As with a 401(k) or traditional IRA, investments in a SEP IRA grow tax-free and ordinary income taxes are due on withdrawals after age 59½ (early withdrawals incur a penalty, with a few exceptions). Unlike with a 401(k), the employer has no additional tax paperwork to file, and there is minimal record-keeping. “As far as anything in the tax code goes, it’s about as simple as it gets,” says Dillon.

However, business owners with employees may find SEP IRAs difficult to manage, as they’re required to contribute to the accounts of all eligible workers at the same rate that they contribute to their own.

“That can add up quickly when you have employees,” says Eliot Bassin, a tax and business advisor at Fiondella, Milone & LaSaracina, an accounting firm in Connecticut.

Who can open and contribute to a SEP IRA?

Anyone who files business taxes as a sole proprietor, partnership or S-corporation can establish a SEP and then open IRAs for all employees. SEP IRAs can be set up at a bank, brokerage or robo advisor.

Employers are only required to make SEP IRA contributions for workers when they contribute to their own account—and then they must contribute an equal share of each person’s compensation. For example, a business owner who earns $200,000 and wants to save $25,000 in their own SEP IRA must contribute the same percentage (12.5%) of each eligible employee’s annual pay to their SEP IRA. So an employee earning $75,000 would get an employer contribution of $9,375.

An eligible employee is typically someone who is at least 21 years old, worked for the company for at least three of the past five years and earned $750 or more in compensation in 2023 or 2024. Business owners can be less restrictive, though, and opt for no age requirement or allow employees to join the plan after just one year of service, for instance.

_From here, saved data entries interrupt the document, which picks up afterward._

PR #5617, opened 2023-07-01
Add uuid helper function

arbezerra:
Meant to be used in the schema creation:
```javascript
await knex.schema
    .createTable('users', table => {
      table.uuid('id').defaultTo(knex.fn.uuid());
      table.string('user_name');
    })
```

Can someone confirm that there is no uuid function in Redshift?

### DIFF
--- a/test/integration2/query/misc/additional.spec.js
+++ b/test/integration2/query/misc/additional.spec.js
@@ -392,6 +392,25 @@ describe('Additional', function () {
           expect(knex.fn.now(6).toQuery()).to.equal('CURRENT_TIMESTAMP(6)');
         });
 
+        it('should allow using .fn-methods to generate a uuid with select', async function () {
+          const uuid = await knex.select(knex.raw(knex.fn.uuid() + ' as uuid'));
+          expect(uuid[0].uuid).to.match(
+            /^[0-9A-F]{8}-[0-9A-F]{4}-[1-5][0-9A-F]{3}-[89AB][0-9A-F]{3}-[0-9A-F]{12}$/i
+          );
+        });
+
+        it('should allow using .fn-methods to be a default value', async function () {
+          await knex.schema.dropTableIfExists('default_uuid_table');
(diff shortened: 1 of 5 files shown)


test/integration2/query/misc/additional.spec.js
```diff
@@ -390,6 +390,25 @@ describe('Additional', function () {
...
+        it('should allow using .fn-methods to be a default value', async function () {
+          await knex.schema.dropTableIfExists('default_uuid_table');
+          await knex.schema.createTable('default_uuid_table', (t) => {
+            t.uuid('uuid').defaultTo(knex.fn.uuid());
+          });
+          await knex('default_uuid_table').insert({});
+          const uuid = await knex('default_uuid_table').select('uuid');
+          expect(uuid[0].uuid).to.match(
+            /^[0-9A-F]{8}-[0-9A-F]{4}-[1-5][0-9A-F]{3}-[89AB][0-9A-F]{3}-[0-9A-F]{12}$/i
+          );
```
OlivierCavadenti, line 409: Can you add cases that test the piece of query generated for each dialect ?

OlivierCavadenti (changes requested):
It's not easy in Amazon Redshift unfortunaly:
http://datasamurai.blogspot.com/2016/06/creating-uuid-function-in-redshift.html

arbezerra:
The coverage decreased because oracle and redshift aren't tested. Should I make a test to cover those lines or put a comment to ignore coverage?

OlivierCavadenti:
> The coverage decreased because oracle and redshift aren't tested. Should I make a test to cover those lines or put a comment to ignore coverage?

Can you add test for OracleDB (same that Oracle) and for Redshift that test that the uuid function throw an Error with "Redshift does not have a uuid function" and it's seems good !

Can you also add a documentation ? 
https://github.com/knex/documentation

arbezerra:
I think everything is ok now.
Opened PR knex/documentation#527

OlivierCavadenti (approved):

PR #5641, opened 2023-07-24
Updates the type of ColumnBuilder.index to match the documentation

aman-atakama:


atlanteh:
In addition to this I think `index(indexName: string, indexType: string)` should also be added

Workers cannot contribute to SEP IRAs on their own and shouldn’t rely on employer contributions to build retirement savings, since future contributions aren’t guaranteed. However, unlike employer matching in a 401(k), which often requires a vesting period, employees immediately have full ownership and control over the money contributed to a SEP IRA on their behalf, just as if it were a traditional IRA.

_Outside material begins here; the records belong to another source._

Issue #4910, opened 2021-12-25
.foreign & .withSchema ?


ash0080:
# Environment

Knex version:  0.95.15
Database + version: 
OS:
PostgreSQL 12.7 (Debian 12.7-1.pgdg100+1) on x86_64-pc-linux-gnu, compiled by gcc (Debian 8.3.0-6) 8.3.0, 64-bit

# Bug

1. Explain what kind of behaviour you are getting and how you think it should do
```
k.schema
	.withSchema('test1')
	.createTable('u_test', t => {
		t.increments('id').primary()
		t.foreign('test_id').references('id').inTable('test')
			.onDelete('CASCADE')
			.onUpdate('NO ACTION')
		t.timestamps()
	})
```
when I use .withSchema(), of course I want the foreign key to refer to test.id under the **same** schema, however, 42P01 appears here because the actual references are default **public** schema

although I could fix it like this,
```.inTable('test1.test')```
But it doesn't seem to be compliant
I think it would be more syntactic to either modify the presentation of .withSchema() or to provide a .foreign() sibling modifier.

2. Error message
42P01

3. Reduced test code, for example in https://npm.runkit.com/knex or if it needs real
   database connection to MySQL or PostgreSQL, then single file example which initializes
   needed data and demonstrates the problem.

rajivkr:
Facing the same issue, any updates on this ? it would be great if we the callback to the `createTable` function picks the schema from the `withSchema` method

ir33k:
Agree, I think that `foreign()` should use schema from `createTable()`.  Also it should be possible to alter schema name using `withSchema()` on `foreign()` if you need to reference table from different schema (which is the problem I'm facing).

mercmobily:
Thank you for reporting this issue. This is a duplicate of #1614, which has already been triaged and labeled as an NG_bug.

Both issues describe the same problem: when using `withSchema()` with foreign key references, the schema prefix is not automatically applied to the referenced table, causing PostgreSQL to look for the table in the default (public) schema instead of the specified schema.

The issue will be resolved by PR #6169, which has been updated to include automatic schema inheritance. When you use `withSchema('test1')` and create a foreign key reference like `table.foreign('test_id').references('id').inTable('test')`, the schema context will now be automatically applied, correctly generating a reference to `test1.test.id` rather than `public.test.id`.

[...]

PR #5651, opened 2023-08-03
Fix .foreign to utilize withSchema setting

ryanrobertsname:
When using `table.foreign()` it does not utilize the schema from `knex.schema.withSchema()`. As a result, the foreign key ends up referencing a table with no schema specified.

This seems like fragile behavior and I'm not sure what the preferred work around would be.

Also see #4910.

This PR makes `table.foreign()` utilize the schema from `knex.schema.withSchema()` (if set).

### DIFF
--- a/lib/schema/tablecompiler.js
+++ b/lib/schema/tablecompiler.js
@@ -100,7 +100,11 @@ class TableCompiler {
         : this._indexCommand('foreign', this.tableNameRaw, foreignData.column);
       const column = this.formatter.columnize(foreignData.column);
       const references = this.formatter.columnize(foreignData.references);
-      const inTable = this.formatter.wrap(foreignData.inTable);
+      const inTable = this.formatter.wrap(
+        foreignData.schema
+          ? `${foreignData.schema}.${foreignData.inTable}`
+          : foreignData.inTable
+      );
       const onUpdate = foreignData.onUpdate
         ? (this.lowerCase ? ' on update ' : ' ON UPDATE ') +
           foreignData.onUpdate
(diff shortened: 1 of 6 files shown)


EduardJoy:
Could someone take a look at this one?

lib/schema/tablecompiler.js
```diff
@@ -100,7 +100,11 @@ class TableCompiler {
         : this._indexCommand('foreign', this.tableNameRaw, foreignData.column);
       const column = this.formatter.columnize(foreignData.column);
       const references = this.formatter.columnize(foreignData.references);
-      const inTable = this.formatter.wrap(foreignData.inTable);
+      const inTable = this.formatter.wrap(
+        foreignData.schema
+          ? `${foreignData.schema}.${foreignData.inTable}`
```
rluvaton, line 105: @kibertoad is it ok to do this string concatenation (security-wise) I looked at the `wrap` function and it looks ok, just wanna double check

rluvaton (commented):
Please instead of adding tests to existing test, create a new ones

mercmobily:
@ryanrobertsname Are you still around to work on this?

mercmobily:
See #6169

mercmobily:
@ryanrobertsname Thank you for identifying this issue and providing a solution. Since you haven't been active recently and PR #6169 provides a complementary fix with an active author, we're going to proceed with that PR and incorporate your schema inheritance idea into it.

Your contribution helped identify the need for automatic schema inheritance, which will be included in the final solution. Thank you for your work on this.

Closing in favour of #6169.

Issue #5358, opened 2022-10-15
Knex typings incompatible with TS 4.7's moduleResolution: NodeNext


ethanresnick:
# Environment

Knex version: 2.3.0
Database + version: pg 13
OS: Mac OS

@lorefnon.

# Bug

In Typescript 4.7, there was [a new mode added](https://devblogs.microsoft.com/typescript/announcing-typescript-4-7-beta/#esm-nodejs) to support the package.json `exports` keyword. With this mode enabled in a project that uses knex, TS [can no longer correctly find](https://github.com/microsoft/TypeScript/issues/49160) the type declarations for knex.

### Reproduction

Using `"module": "NodeNext"` and `"moduleResolution": "NodeNext"` in `tsconfig.json`, the following code gives an error:

```ts
import knex from "knex";

const x = knex(validConnectionSettings);
```

2. Error message

```sh
error TS2349: This expression is not callable.
  Type 'typeof import("PATH_TO_PROJECT/node_modules/knex/types/index")' has no call signatures.
```

armanatz:
@ethanresnick I found a workaround for this issue that might help until there is a fix.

What are the SEP IRA contribution limits?

The most an employer can contribute to an employee account is 25% of their annual pay, up to $69,000. (The limit adjusts each year for inflation, it was $66,000 in 2023.) That means an employee would need to earn $276,000 to be eligible for the maximum contribution this year.

Those who file as sole proprietors and single-member LLCs have to do a more complex calculation to find their maximum contribution rate (the dollar limit is also $69,000). Fidelity has a worksheet you can use to figure your exact contribution if you’re self-employed. But generally the contribution rate ends up at around 20% of your self-employment income after adjusting for the self-employment tax deduction and SEP IRA deduction.

Employers should take care not to overfund SEP IRAs. Any contributions made over the legal limit for an employee will be included in the employee’s income and potentially subject to a 6% tax on the contributions and earnings if not corrected.

Are SEP IRA contributions tax deductible?

Businesses with employees can deduct contributions they make to SEP IRAs, limited to the lesser of total contributions or 25% of total employee compensation (capped at $345,000 of annual compensation per person).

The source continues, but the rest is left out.